Every entry must be copied word for word.
----
PR #154, opened 2016-06-03
Added support for Just Works pairing

bluetooth-mdw:
Hopefully this is right this time :-)

### DIFF
--- a/source/bluetooth/MicroBitBLEManager.cpp
+++ b/source/bluetooth/MicroBitBLEManager.cpp
@@ -57,6 +57,22 @@ uint32_t btle_set_gatt_table_size(uint32_t size);
 
 #define MICROBIT_PAIRING_FADE_SPEED		4
 
+//
+// Local enumeration of valid security modes.  Used only to optimise pre-processor comparisons.
+//
+#define __SECURITY_MODE_ENCRYPTION_OPEN_LINK         0
+#define __SECURITY_MODE_ENCRYPTION_NO_MITM           1
+#define __SECURITY_MODE_ENCRYPTION_WITH_MITM         2
+//
+// Some Black Magic to compare the definition of our security mode in MicroBitConfig with a given parameter.
+// Required as the MicroBitConfig option is actually an mbed enum, that is not normally comparable at compile time.
+//
+
+#define __CAT(a, ...) a ## __VA_ARGS__
+#define SECURITY_MODE(x) __CAT(__,x)
+#define SECURITY_MODE_IS(x) (SECURITY_MODE(MICROBIT_BLE_SECURITY_LEVEL) == SECURITY_MODE(x))
+
+
 const char* MICROBIT_BLE_MANUFACTURER = NULL;
 const char* MICROBIT_BLE_MODEL = "BBC micro:bit";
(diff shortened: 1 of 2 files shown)


martinwork:
With this change, it looks like other values of MICROBIT_BLE_SECURITY_LEVEL (except ENCRYPTION_WITH/NO_MITM) no longer cause a call ble->securityManager().init().

bluetooth-mdw:
You're right Martin. So SECURITY_MODE_ENCRYPTION_OPEN_LINK would result in no init call. I guess the old code would have effectively called:

ble->securityManager().init(enableBonding, false, SecurityManager::IO_CAPS_DISPLAY_ONLY);

and presumably enableBonding would have been false.

I think I should incorporate this explicitly.

martinwork:
As MICROBIT_BLE_SECURITY_LEVEL is #defined ( not a static in SecurityManager), would it be more economical on compiled code to do use #if to compare MICROBIT_BLE_SECURITY_LEVEL various values and write the fixed init() call for each case?

bluetooth-mdw:
Where were you when I needed a code review earlier, Martin? :-) Excellent points. Waiting to chat with Joe before I proceed.

martinwork:
If you'd asked me earlier, I probably wouldn't have managed to come up with anything useful!

bluetooth-mdw:
Now you're just being modest :-)

profmike:
This really simplifies the pairing process, thank you!

I've been trying to find the FAQ on the following questions:
1) What's the release process and the end-user update process for features like this? 
2) When can we expect micro:bits in the field to be upgraded?

finneyj:
hi @profmike - good question! 

This will depend on the environment. So we welcome patches like this of course (great stuff!), so after a bit of peer review and due diligence testing we'll merge into our master branch, and in due course, we'll tag a release. From there, the various higher level languages and editors are free to pick it up.

Now when this happens, and how these changes are surfaced in those languages we leave up to the owners of those environments. 

 - For microbit.co.uk, the BBC are currently in code freeze to provide some stability for the kids and teachers in the UK, so any change won't take effect for a while yet. 

 - PXT tend to keep up to date, so the MSR guys usually a integrate tagged release a few days later. Any online compiles then use the new microbit-dal runtime code transparently. 

 - mbed.org is currently a manual process to update, but ARM are almost finished implementing a some magic for us that will automatically sync the mbed.org repo with our github releases.

 - Python folks ship a tailored/precanned binary version of the runtime as part of their environment, so update periodically, but not frequently

 - offline yotta/git users can update manually as they wish using yt update / git pull etc.

Hope this answers your question!

profmike:
@finneyj thank you for the detailed reply!

finneyj:
@bluetooth-mdw Just realised we never finished merging your PR in here!

There seem to be a few conflicts now - can you please take a look so that we can get JW pairing merged?

bluetooth-mdw:
@finneyj will do.

bluetooth-mdw:
You can kill this PR. Resubmitted as https://github.com/lancaster-university/microbit-dal/pull/216

finneyj:
ok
----
**Answer box:**
PR #154, opened 2016-06-03
Added support for Just Works pairing

bluetooth-mdw:
Hopefully this is right this time :-)

### DIFF
--- a/source/bluetooth/MicroBitBLEManager.cpp
+++ b/source/bluetooth/MicroBitBLEManager.cpp
@@ -57,6 +57,22 @@ uint32_t btle_set_gatt_table_size(uint32_t size);
 
 #define MICROBIT_PAIRING_FADE_SPEED		4
 
+//
+// Local enumeration of valid security modes.  Used only to optimise pre-processor comparisons.
+//
+#define __SECURITY_MODE_ENCRYPTION_OPEN_LINK         0
+#define __SECURITY_MODE_ENCRYPTION_NO_MITM           1
+#define __SECURITY_MODE_ENCRYPTION_WITH_MITM         2
+//
+// Some Black Magic to compare the definition of our security mode in MicroBitConfig with a given parameter.
+// Required as the MicroBitConfig option is actually an mbed enum, that is not normally comparable at compile time.
+//
+
+#define __CAT(a, ...) a ## __VA_ARGS__
+#define SECURITY_MODE(x) __CAT(__,x)
+#define SECURITY_MODE_IS(x) (SECURITY_MODE(MICROBIT_BLE_SECURITY_LEVEL) == SECURITY_MODE(x))
+
+
 const char* MICROBIT_BLE_MANUFACTURER = NULL;
 const char* MICROBIT_BLE_MODEL = "BBC micro:bit";
(diff shortened: 1 of 2 files shown)


martinwork:
With this change, it looks like other values of MICROBIT_BLE_SECURITY_LEVEL (except ENCRYPTION_WITH/NO_MITM) no longer cause a call ble->securityManager().init().

bluetooth-mdw:
You're right Martin. So SECURITY_MODE_ENCRYPTION_OPEN_LINK would result in no init call. I guess the old code would have effectively called:

ble->securityManager().init(enableBonding, false, SecurityManager::IO_CAPS_DISPLAY_ONLY);

and presumably enableBonding would have been false.

I think I should incorporate this explicitly.

martinwork:
As MICROBIT_BLE_SECURITY_LEVEL is #defined ( not a static in SecurityManager), would it be more economical on compiled code to do use #if to compare MICROBIT_BLE_SECURITY_LEVEL various values and write the fixed init() call for each case?

bluetooth-mdw:
Where were you when I needed a code review earlier, Martin? :-) Excellent points. Waiting to chat with Joe before I proceed.

martinwork:
If you'd asked me earlier, I probably wouldn't have managed to come up with anything useful!

bluetooth-mdw:
Now you're just being modest :-)

profmike:
This really simplifies the pairing process, thank you!

I've been trying to find the FAQ on the following questions:
1) What's the release process and the end-user update process for features like this? 
2) When can we expect micro:bits in the field to be upgraded?

finneyj:
hi @profmike - good question! 

This will depend on the environment. So we welcome patches like this of course (great stuff!), so after a bit of peer review and due diligence testing we'll merge into our master branch, and in due course, we'll tag a release. From there, the various higher level languages and editors are free to pick it up.

Now when this happens, and how these changes are surfaced in those languages we leave up to the owners of those environments. 

 - For microbit.co.uk, the BBC are currently in code freeze to provide some stability for the kids and teachers in the UK, so any change won't take effect for a while yet. 

 - PXT tend to keep up to date, so the MSR guys usually a integrate tagged release a few days later. Any online compiles then use the new microbit-dal runtime code transparently. 

 - mbed.org is currently a manual process to update, but ARM are almost finished implementing a some magic for us that will automatically sync the mbed.org repo with our github releases.

 - Python folks ship a tailored/precanned binary version of the runtime as part of their environment, so update periodically, but not frequently

 - offline yotta/git users can update manually as they wish using yt update / git pull etc.

Hope this answers your question!

profmike:
@finneyj thank you for the detailed reply!

finneyj:
@bluetooth-mdw Just realised we never finished merging your PR in here!

There seem to be a few conflicts now - can you please take a look so that we can get JW pairing merged?

bluetooth-mdw:
@finneyj will do.

bluetooth-mdw:
You can kill this PR. Resubmitted as https://github.com/lancaster-university/microbit-dal/pull/216

finneyj:
ok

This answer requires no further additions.